■ What to produce
There is material below. Print exactly the lines starting at the line with "While doing it" and ending at the line with "The existing override", ends included, and no others.

■ The data
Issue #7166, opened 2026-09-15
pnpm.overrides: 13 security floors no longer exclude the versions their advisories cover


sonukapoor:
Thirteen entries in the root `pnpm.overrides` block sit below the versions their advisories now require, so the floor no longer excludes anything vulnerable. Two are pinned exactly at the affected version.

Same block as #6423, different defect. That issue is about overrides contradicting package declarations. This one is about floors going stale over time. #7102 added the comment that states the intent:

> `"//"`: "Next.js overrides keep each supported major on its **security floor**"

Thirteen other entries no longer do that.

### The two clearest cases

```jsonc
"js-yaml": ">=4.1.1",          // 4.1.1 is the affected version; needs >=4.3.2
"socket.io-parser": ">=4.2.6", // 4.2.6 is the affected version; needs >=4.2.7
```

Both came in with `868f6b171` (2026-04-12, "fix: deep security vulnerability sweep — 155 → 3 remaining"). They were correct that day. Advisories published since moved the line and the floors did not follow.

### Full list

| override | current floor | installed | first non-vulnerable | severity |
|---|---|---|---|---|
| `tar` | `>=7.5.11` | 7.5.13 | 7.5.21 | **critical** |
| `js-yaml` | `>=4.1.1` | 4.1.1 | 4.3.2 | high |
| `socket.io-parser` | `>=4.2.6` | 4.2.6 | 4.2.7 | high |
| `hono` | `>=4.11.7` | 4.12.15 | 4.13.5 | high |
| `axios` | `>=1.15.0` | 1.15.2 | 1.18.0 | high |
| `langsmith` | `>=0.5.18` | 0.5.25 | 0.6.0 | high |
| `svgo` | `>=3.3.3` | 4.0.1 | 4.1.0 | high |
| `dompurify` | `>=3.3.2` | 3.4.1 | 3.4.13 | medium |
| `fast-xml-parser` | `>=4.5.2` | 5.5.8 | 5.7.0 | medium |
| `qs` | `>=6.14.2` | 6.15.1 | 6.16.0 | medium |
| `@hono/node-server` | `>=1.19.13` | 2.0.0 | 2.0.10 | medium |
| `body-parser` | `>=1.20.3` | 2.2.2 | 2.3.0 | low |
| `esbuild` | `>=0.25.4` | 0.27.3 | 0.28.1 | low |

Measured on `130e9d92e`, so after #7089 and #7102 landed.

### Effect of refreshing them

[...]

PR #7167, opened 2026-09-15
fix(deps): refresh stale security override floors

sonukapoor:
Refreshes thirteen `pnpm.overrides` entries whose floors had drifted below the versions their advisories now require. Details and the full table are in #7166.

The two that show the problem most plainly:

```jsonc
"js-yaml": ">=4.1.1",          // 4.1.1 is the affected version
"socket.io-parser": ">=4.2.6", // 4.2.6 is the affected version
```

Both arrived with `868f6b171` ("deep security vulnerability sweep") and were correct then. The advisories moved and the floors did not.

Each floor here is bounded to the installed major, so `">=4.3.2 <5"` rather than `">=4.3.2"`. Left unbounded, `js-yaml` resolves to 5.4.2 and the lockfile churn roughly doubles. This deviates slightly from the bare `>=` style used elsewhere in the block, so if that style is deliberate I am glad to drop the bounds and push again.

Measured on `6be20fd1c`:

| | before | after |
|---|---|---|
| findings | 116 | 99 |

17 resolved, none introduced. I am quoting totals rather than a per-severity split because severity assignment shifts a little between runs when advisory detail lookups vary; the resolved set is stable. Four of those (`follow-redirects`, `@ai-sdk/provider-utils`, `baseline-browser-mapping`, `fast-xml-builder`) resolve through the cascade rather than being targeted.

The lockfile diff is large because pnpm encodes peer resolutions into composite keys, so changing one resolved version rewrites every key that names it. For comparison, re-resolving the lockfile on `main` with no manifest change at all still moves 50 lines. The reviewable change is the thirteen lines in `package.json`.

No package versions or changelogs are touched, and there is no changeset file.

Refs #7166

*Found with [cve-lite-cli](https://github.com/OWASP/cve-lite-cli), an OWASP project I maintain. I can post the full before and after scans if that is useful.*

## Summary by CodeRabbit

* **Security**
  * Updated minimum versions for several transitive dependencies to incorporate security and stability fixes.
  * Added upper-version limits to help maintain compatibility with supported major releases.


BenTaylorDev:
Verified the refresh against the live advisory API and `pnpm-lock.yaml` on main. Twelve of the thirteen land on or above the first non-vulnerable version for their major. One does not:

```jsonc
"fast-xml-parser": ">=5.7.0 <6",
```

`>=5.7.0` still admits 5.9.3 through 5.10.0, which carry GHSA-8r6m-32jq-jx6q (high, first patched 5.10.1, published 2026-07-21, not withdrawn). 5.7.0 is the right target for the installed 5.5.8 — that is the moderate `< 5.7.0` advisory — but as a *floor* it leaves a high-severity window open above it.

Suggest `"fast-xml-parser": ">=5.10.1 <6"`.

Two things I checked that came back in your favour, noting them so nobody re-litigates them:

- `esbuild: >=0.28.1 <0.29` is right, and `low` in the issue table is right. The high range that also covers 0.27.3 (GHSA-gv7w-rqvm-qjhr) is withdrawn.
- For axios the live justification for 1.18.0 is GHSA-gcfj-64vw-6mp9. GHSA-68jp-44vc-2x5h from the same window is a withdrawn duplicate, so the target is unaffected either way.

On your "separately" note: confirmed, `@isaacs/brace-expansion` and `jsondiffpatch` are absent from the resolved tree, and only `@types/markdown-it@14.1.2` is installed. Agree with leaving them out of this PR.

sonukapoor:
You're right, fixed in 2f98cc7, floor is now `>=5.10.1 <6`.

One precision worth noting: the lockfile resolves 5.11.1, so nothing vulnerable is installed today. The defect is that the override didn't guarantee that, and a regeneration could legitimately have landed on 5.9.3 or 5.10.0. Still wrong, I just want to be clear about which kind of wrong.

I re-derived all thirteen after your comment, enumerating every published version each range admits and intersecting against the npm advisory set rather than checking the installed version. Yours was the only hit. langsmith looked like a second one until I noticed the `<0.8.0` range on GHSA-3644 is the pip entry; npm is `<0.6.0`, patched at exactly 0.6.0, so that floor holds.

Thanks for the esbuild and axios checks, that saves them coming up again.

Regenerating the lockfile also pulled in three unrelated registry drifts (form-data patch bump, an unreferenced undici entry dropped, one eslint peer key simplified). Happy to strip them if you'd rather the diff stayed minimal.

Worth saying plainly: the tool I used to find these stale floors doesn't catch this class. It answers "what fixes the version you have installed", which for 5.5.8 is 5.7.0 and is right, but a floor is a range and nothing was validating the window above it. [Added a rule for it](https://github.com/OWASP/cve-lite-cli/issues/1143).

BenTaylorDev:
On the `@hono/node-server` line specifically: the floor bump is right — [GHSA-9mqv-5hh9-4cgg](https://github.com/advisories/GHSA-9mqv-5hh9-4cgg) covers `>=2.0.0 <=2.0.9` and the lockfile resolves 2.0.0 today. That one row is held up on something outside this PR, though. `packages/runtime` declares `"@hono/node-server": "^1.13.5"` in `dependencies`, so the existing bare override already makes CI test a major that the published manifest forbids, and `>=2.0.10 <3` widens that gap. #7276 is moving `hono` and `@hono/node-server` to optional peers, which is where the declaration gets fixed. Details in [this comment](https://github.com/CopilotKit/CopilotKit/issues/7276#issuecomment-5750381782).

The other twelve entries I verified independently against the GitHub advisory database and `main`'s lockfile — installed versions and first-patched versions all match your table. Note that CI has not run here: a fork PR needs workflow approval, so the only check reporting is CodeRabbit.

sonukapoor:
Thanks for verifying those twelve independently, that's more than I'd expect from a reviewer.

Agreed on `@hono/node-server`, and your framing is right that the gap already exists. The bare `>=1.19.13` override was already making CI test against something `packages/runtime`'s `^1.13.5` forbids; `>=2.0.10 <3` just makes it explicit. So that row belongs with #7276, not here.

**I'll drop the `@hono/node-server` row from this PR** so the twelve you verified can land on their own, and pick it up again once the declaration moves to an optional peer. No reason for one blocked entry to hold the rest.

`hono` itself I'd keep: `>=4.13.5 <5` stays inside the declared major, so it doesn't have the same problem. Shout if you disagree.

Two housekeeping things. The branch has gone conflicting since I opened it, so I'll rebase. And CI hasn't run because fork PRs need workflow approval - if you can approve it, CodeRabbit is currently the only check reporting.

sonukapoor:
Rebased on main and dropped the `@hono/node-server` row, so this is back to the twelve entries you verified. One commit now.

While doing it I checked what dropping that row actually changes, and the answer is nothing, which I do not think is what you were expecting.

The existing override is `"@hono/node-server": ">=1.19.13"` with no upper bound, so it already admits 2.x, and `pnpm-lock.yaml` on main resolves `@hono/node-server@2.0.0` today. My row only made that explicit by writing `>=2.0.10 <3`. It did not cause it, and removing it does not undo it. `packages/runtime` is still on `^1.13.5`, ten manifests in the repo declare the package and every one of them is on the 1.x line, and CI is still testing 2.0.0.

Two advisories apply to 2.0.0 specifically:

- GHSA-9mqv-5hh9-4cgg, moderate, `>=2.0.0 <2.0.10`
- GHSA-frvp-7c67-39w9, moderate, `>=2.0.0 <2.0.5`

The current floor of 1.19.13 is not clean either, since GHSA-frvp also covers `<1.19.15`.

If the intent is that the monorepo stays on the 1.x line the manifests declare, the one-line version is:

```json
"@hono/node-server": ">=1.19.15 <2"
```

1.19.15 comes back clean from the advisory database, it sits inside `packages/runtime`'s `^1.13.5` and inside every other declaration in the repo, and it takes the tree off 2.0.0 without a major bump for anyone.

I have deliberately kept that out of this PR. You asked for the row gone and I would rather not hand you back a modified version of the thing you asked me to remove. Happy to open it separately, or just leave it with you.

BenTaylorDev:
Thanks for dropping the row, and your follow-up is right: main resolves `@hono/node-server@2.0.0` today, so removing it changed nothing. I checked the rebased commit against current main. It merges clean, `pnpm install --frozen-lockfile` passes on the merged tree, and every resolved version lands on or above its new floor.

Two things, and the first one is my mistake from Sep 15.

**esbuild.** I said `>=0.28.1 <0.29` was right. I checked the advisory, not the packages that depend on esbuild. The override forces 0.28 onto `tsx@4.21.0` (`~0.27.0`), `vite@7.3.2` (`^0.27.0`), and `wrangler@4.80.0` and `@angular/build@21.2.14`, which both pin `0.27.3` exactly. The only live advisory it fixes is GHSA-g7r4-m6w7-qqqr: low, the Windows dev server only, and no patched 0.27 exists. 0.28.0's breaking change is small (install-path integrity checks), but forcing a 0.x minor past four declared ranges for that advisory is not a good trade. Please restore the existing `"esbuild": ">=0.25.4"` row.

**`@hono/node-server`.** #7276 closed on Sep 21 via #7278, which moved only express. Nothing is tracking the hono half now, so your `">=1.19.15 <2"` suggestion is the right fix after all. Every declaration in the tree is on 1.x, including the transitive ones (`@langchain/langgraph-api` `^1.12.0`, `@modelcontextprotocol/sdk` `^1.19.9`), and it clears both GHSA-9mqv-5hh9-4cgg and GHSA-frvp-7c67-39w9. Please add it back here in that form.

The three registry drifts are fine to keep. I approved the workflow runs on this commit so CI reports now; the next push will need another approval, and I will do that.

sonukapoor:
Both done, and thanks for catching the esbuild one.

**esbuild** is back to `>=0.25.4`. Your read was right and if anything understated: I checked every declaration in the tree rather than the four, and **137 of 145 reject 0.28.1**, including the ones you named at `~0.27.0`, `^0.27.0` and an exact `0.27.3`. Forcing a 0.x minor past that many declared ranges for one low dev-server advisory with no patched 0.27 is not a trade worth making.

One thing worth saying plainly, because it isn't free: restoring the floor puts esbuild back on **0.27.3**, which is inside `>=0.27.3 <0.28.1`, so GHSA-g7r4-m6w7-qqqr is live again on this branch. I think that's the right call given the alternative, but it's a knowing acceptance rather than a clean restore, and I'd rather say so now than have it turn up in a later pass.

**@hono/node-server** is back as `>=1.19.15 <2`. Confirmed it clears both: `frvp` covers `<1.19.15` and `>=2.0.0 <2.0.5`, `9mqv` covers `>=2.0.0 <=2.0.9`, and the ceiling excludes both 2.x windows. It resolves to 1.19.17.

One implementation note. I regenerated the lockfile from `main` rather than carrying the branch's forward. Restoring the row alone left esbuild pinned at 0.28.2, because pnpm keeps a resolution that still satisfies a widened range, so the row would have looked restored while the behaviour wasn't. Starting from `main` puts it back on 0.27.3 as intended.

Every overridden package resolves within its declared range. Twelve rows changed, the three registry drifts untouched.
==
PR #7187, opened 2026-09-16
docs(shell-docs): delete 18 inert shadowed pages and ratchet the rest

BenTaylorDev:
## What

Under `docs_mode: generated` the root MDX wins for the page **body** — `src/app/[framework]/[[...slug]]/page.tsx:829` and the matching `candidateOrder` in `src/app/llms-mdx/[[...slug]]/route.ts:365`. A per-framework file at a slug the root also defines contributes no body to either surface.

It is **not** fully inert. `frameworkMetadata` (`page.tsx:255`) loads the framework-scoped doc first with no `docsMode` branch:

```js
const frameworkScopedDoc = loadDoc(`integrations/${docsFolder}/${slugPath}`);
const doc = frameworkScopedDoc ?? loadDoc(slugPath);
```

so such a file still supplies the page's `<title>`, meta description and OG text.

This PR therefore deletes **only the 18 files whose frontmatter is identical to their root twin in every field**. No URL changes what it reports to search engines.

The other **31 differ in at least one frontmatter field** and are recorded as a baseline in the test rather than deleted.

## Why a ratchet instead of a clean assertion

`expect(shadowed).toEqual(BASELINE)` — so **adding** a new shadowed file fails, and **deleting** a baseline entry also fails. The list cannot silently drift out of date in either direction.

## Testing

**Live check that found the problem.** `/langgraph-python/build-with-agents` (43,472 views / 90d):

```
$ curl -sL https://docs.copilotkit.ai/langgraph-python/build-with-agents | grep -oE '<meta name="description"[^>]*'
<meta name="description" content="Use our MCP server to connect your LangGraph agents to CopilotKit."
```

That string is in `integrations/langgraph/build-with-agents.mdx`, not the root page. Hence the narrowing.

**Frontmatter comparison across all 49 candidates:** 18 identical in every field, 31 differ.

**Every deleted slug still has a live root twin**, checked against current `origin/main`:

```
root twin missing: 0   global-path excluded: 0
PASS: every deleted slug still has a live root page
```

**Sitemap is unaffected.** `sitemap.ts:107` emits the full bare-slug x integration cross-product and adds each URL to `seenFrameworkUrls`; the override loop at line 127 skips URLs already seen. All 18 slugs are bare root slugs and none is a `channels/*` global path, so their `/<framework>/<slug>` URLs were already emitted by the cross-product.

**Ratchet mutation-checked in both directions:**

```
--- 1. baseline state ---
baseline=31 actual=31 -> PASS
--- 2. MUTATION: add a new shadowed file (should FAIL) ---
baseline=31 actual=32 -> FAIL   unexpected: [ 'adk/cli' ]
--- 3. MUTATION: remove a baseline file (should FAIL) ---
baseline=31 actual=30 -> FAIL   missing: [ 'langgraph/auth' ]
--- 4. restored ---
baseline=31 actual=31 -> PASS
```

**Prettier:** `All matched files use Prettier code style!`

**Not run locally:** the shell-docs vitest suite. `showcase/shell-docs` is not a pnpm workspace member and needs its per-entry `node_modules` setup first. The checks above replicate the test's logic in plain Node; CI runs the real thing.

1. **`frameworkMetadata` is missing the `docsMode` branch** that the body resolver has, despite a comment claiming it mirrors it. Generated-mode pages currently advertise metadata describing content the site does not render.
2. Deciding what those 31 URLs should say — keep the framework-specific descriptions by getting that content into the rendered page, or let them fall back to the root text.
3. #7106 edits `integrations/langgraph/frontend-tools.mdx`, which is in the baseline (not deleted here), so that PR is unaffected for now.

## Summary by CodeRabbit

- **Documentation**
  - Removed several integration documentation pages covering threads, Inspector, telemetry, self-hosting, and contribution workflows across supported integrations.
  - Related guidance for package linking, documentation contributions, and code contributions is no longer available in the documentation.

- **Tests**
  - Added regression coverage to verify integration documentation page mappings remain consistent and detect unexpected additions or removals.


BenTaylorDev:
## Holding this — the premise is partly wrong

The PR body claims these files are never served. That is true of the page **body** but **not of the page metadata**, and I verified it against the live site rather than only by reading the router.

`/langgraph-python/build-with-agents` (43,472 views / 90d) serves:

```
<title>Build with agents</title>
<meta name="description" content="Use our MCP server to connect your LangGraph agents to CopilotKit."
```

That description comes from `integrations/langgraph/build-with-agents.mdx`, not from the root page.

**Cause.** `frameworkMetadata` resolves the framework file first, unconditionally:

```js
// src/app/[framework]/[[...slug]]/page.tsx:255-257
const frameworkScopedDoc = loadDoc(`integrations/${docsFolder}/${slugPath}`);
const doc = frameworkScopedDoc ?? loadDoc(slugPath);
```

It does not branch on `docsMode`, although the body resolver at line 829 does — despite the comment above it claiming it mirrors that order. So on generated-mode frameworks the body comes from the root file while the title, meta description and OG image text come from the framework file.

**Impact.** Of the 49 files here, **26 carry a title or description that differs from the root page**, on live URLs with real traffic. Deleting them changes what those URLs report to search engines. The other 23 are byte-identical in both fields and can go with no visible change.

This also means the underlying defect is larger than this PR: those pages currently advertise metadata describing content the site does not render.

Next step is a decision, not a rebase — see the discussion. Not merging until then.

■ Output for this task
While doing it I checked what dropping that row actually changes, and the answer is nothing, which I do not think is what you were expecting.

The existing override is `"@hono/node-server": ">=1.19.13"` with no upper bound, so it already admits 2.x, and `pnpm-lock.yaml` on main resolves `@hono/node-server@2.0.0` today. My row only made that explicit by writing `>=2.0.10 <3`. It did not cause it, and removing it does not undo it. `packages/runtime` is still on `^1.13.5`, ten manifests in the repo declare the package and every one of them is on the 1.x line, and CI is still testing 2.0.0.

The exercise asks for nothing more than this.